* **Data for this task**:
--- START ---

PR #2784, opened 2025-10-14
Add NoArcadeWindowError subclassing RuntimeError

pushfoo:
Per Discord discussion with @DragonMoffon:

> Please can we. its also super useful non daemon threads. If i have a worker thread open for file IO having it close if it catches a no window error would be great
> also a `does_window_exist` function would be nice

The function name is `have_window` in this PR but otherwise it's the same idea.

Changes: 
1. Add `arcade.exceptions.NoArcadeWindowError`
   - subclasses `RuntimeError`
   - no args, just a semantic wrapper
2. In `arcade.window_commands`:
   - Make `get_window()` raise `NoArcadeWindowError` when no window exists
   - Touch up old-style `:returns:` docstring for `get_window()`
   
Deferred until a later PR:
- Add `has_window()` somewhere
  - has/have bikeshedding
  - `window_commands` may be worth moving (especially if we add multi-window support?)

### DIFF
--- a/arcade/__init__.py
+++ b/arcade/__init__.py
@@ -90,6 +90,7 @@ from .window_commands import set_window
 from .window_commands import start_render
 from .window_commands import unschedule
 from .window_commands import schedule_once
+from .window_commands import window_exists
 
 from .sections import Section, SectionManager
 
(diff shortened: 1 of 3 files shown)


DragonMoffon (commented):
Documentation comment has the wrong function name, but this is otherwise good

PR #2789, opened 2025-10-20
Add a split screen example using Camera2D

MiCurry:
This is a simple example of how to create a split screen example using Camera2D and uses the PyMunk physics engine.

In the example, we create two cameras, and change their `viewports` to be half of the screen. When drawing the scene, we loop through each camera and draw our scene, then in `update()` we center the cameras on the players. We also use the default camera to draw a divider.

It also contains other useful examples, such as zooming out the camera, and resizing the split-screens when the window is resized.


MiCurry:
I wanted to suggest this example as I believe a split screen example would be popular. This example might be better instead if it uses the simple physics engine and if uses the same 'map' as the other examples in the Camera section (e.g. [Sprite-move-scrolling](https://api.arcade.academy/en/development/example_code/sprite_move_scrolling.html#sprite-move-scrolling)).

Happy to change it to use the simple physics engine, and make any other changes!

Cleptomania:
@MiCurry I think I'd like to see a non pymunk version with a similar map maybe, but there's no such thing as too many examples really, so there's no reason we can't keep the existing one too.

Perhaps the existing one in this PR gets renamed to like `camera2d_splitscreen_pymunk` and add a new one with the simpler physics?

MiCurry:
> @MiCurry I think I'd like to see a non pymunk version with a similar map maybe, but there's no such thing as too many examples really, so there's no reason we can't keep the existing one too.
> 
> Perhaps the existing one in this PR gets renamed to like `camera2d_splitscreen_pymunk` and add a new one with the simpler physics?

@Cleptomania that sounds like a good idea. I'll see if I can make an additional example without pymnk for us!

Cleptomania:
I'm just going to go ahead and merge this, if we wanna follow up with a non pymunk version in another PR feel free.

PR #2797, opened 2025-12-04
Revise README for make.py project task runner

AlexBond23:
Updated README to focus on make.py task runner and its features.


Cleptomania:
The README isn't really intended for contributor documentation, that's the job of CONTRIBUTING.md which mostly already covers usage of `make.py`. Regardless, I don't think we want to remove all the project info from the README.

PR #2798, opened 2025-12-06
Fix broken link in procedural caves BSP

MiCurry:
It appears rougelikedevelopment.org is no more. Perhaps it is now rougebasin.com? Regardless, this replaces the dead link with a good one.

I am not familiar with the original link, but I presume this one is very similar? Perhaps someone remembers?


pvcraven:
Don't think that was the original, but it works.

PR #2802, opened 2025-12-26
Update the `DefaultProjector` to behave better when changing framebuffers

DragonMoffon:
The `DefaultProjector` was supposed to update itself to give a consistent unnoticeable behavior on the backend when switching between framebuffers. This has not been the case since the creation of the 3.0 Camera system.


Cleptomania:
I'm going to go ahead and merge this for now. If it needs more work we can follow up with another PR, but it currently fixes an issue with WebGL so I wanna get it in.

PR #2807, opened 2025-12-27
Disable WebGL Alpha Channel on the backing buffer

Cleptomania:
This PR depends on https://github.com/pyglet/pyglet/pull/1400 in Pyglet to be merged first, and will error without it.

WebGL by default has an alpha channel on the backing buffer which causes the content of the HTML/CSS behind the canvas element to bleed through when doing alpha blending. On desktop OpenGL/GLES the backing buffer is solid black and doesn't have an alpha channel.

This change makes the WebGL context function more in line with how desktop OpenGL does

### DIFF
--- a/arcade/__init__.py
+++ b/arcade/__init__.py
@@ -63,6 +63,12 @@ if os.environ.get("ARCADE_TEST"):
 else:
     pyglet.options.dpi_scaling = "stretch"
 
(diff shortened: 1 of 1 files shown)


Cleptomania:
This is being done by default in Pyglet now, and the way to change these settings has changed anyways.

PR #2811, opened 2025-12-28
Create an example for the easing functions

DigiDuncan:
This roughly replicates the functionality of the original Easing Example 1.


DigiDuncan:
Upgrading this from draft as I'm not sure what else we need to do with it. Open to discuss!

Cleptomania:
@DigiDuncan somehow this one slipped through without getting merged, not sure why. We got easing examples that are largely the same from Paul in #2852. I'm going to close this for now just assuming the same things are covered, if you think it needs re-opened feel free to or make a new PR extending those ones, whatever works.

DigiDuncan:
I do believe my version covers some things that the original examples didn't, is this something that we can return to?

Cleptomania:
Yeah I'm fine if you wanna add these as new ones, or add to the other existing ones, whatever works, just seemed like it was mostly covering the same things but I don't actually have any familiarity with this module so I'm fine with whatever, can't have too many examples.

Issue #2785, opened 2025-10-15
Missing unit tests in `arcade.math`


DragonMoffon:
Most of the methods in `arcade.math` are missing unit tests.

I also suspect many other functions in arcade are missing unit tests.

`arcade.math` function tests:
- [ ]     clamp
- [x]     lerp
- [x]     lerp_2d
- [x]     lerp_3d
- [x]     lerp_angle
- [ ]     rand_in_rect
- [ ]     rand_in_circle
- [ ]     rand_on_circle
- [ ]     rand_on_line
- [ ]     rand_angle_360_deg
- [ ]     rand_angle_spread_deg
- [ ]     rand_vec_spread_deg
- [ ]     rand_vec_magnitude
- [ ]     get_distance
- [ ]     rotate_point
- [ ]     get_angle_degrees
- [ ]     get_angle_radians
- [ ]     quaternion_rotation

DragonMoffon:
Nearly every method has a test_function, but they are just smoke tests and do not test functionality.

Pteris-211:
Hi, I'd like to work on it over the next few weeks. I'm new to the open source world, so if there's anything I need to pay particular attention to, please let me know.

AidenHogan:
Hello, I was drafting tests for this when I stumbled across #2812.  It seems Arcade's math is currently being overhauled to mostly use Pyglet, and thus PRs for `arcade.math` are not being accepted right now.  Perhaps this issue should be closed while that's in the work?

PR #2812, opened 2026-01-02
Math tests - issue #2785

Pteris-211:


Cleptomania:

PR #3199, opened 2023-04-10
[PAY-1152] Chats selector to check if is equal to popupMessageId

dharit-tan:
### Description
There was one more dependency on index in `ChatMessageListItem` that was used to determine whether to show/hide the reactions. This was because without this, we would render 2 reactions on top of each other which looked jank. Moved all the logic to a selector so we can still memoize `ChatMessageListItem`.

### Dragons

### How Has This Been Tested?

Local ios

### Feature Flags ###

### DIFF
--- a/packages/common/src/store/pages/chat/selectors.ts
+++ b/packages/common/src/store/pages/chat/selectors.ts
@@ -131,13 +131,16 @@ export const getChatMessageById = (
   return selectById(chatMessagesState, messageId)
 }
 
-export const getPopupMessageId = (state: CommonState) => {
-  return state.pages.chat.popupMessageId
+export const getReactionsPopupMessageId = (state: CommonState) => {
+  return state.pages.chat.reactionsPopupMessageId
 }
 
-export const isEqualToPopupMessageId = createSelector(
-  [getPopupMessageId, (_state: CommonState, messageId: string) => messageId],
-  (popupMessageId: string | null, messageId: string) => {
-    return messageId === popupMessageId
+export const isIdEqualToReactionsPopupMessageId = createSelector(
+  [
+    getReactionsPopupMessageId,
+    (_state: CommonState, messageId: string) => messageId
+  ],
+  (reactionsPopupMessageId: string | null, messageId: string) => {
+    return messageId === reactionsPopupMessageId
   }
 )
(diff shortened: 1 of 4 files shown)


packages/common/src/store/pages/chat/selectors.ts
```diff
@@ -130,3 +130,14 @@ export const getChatMessageById = (
   const chatMessagesState = state.pages.chat.messages[chatId]
   return selectById(chatMessagesState, messageId)
 }
+
+export const getPopupMessageId = (state: CommonState) => {
+  return state.pages.chat.popupMessageId
+}
+
+export const isEqualToPopupMessageId = createSelector(
+  [getPopupMessageId, (_state: CommonState, messageId: string) => messageId],
```
sddioulde, line 139: not sure, but wondering if this in fact does memoize, given the second arg is an unnamed lambda function. I don't know though.
did your test confirm memoization?
curious cuz i havent used this specific pattern before

piazzatron (approved):
Few nits on names, looks good – nice pulling out the selector so we don't re-render everything every time the popup index changes

packages/mobile/src/screens/chat-screen/ChatScreen.tsx
```diff
@@ -379,12 +383,12 @@ export const ChatScreen = () => {
...
         {/* Everything inside the portal displays on top of all other screen contents. */}
         <Portal hostName='ChatReactionsPortal'>
-          {shouldShowPopup && popupMessageId && popupMessage ? (
+          {shouldShowPopup && popupMessage ? (
             <ReactionPopup
               chatId={chatId}
               messageTop={messageTop.current}
               containerBottom={chatContainerBottom.current}
-              isAuthor={decodeHashId(popupMessage.sender_user_id) === userId}
+              isAuthor={decodeHashId(popupMessage?.sender_user_id) === userId}
```
sddioulde, line 391: seems to me that decoHashId takes in a string, but here the arg may be undefined.

sddioulde (approved):
left comments. but generally looks good

packages/common/src/store/pages/chat/selectors.ts
dharit-tan: Tbh my first time using reselect. I needed a selector that would accept an arg, docs indicated this was the way to do it.

I confirmed the components are memoized, but not sure how to confirm the selector was memoized. Not strictly necessary to use reselect here but thought it was a good chance to try it out.

packages/mobile/src/screens/chat-screen/ChatScreen.tsx
dharit-tan: Yep but I think that's ok, confirmed `decodeHashId(undefined)` comes out to `null` which will still give us desired behavior.

PR #3200, opened 2023-04-10
[C-2435] Fix issue with collectibles cache update

dylanjeffers:
### Description

Fixes weird issue where `fetchProfileCustomizedCollectibles` updates the entire user object, which as a lot of incorrect data from the `fetchCID` function, resulting in a profile screen going from "artist" to "user", which turns into runtime error as the profile tabs don't know how to transition focus (i think basically tabs are not expecting to drop by 3). not sure what is best here, but most likely we just want to update the collectibles key. Are there any other keys we want to include from this function? maybe @raymondjacobson would know the most here?

### DIFF
--- a/packages/web/src/common/store/profile/sagas.js
+++ b/packages/web/src/common/store/profile/sagas.js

--- END ---

* **The problem**:
Copy every line above in which the string "first" shows up.

* **Response**:
This PR depends on https://github.com/pyglet/pyglet/pull/1400 in Pyglet to be merged first, and will error without it.
dharit-tan: Tbh my first time using reselect. I needed a selector that would accept an arg, docs indicated this was the way to do it.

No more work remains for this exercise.